PR #1063, opened 2020-09-11
Ensure that Hydrus objects are able to be updated

jcoyne:
## Why was this change made?

Because they don't have titles, so they are a special case

Fixes https://github.com/sul-dlss/argo/issues/2248

Test suite.


ndushay (approved):
oy.

PR #1074, opened 2020-09-22
Include a high-level rights characterization in the 856 sent to Symphony

cbeer:
## Why was this change made?

For controlled digital lending, Searchworks needs to know (from the MARC record)  whether there's an SDR object with CDL  rights available. We've heard other use cases for additional rights information (e.g. "show me all the world accessible data")

- [x] With tests?
- [x] confirming with libsys that their processes will handle the new data
- [x] Vitus: "I don't see any problem with sending that type of information in a |x of the managed purl"


mjgiarlo (approved):
LGTM! Thanks for adding the tests.

jmartin-sul (approved):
┄┄┄┄┄┄┄┄┄┄
> Task
The expected answer is every line above in which the word "that" appears.

> Final answer
Ensure that Hydrus objects are able to be updated
- [x] confirming with libsys that their processes will handle the new data
- [x] Vitus: "I don't see any problem with sending that type of information in a |x of the managed purl"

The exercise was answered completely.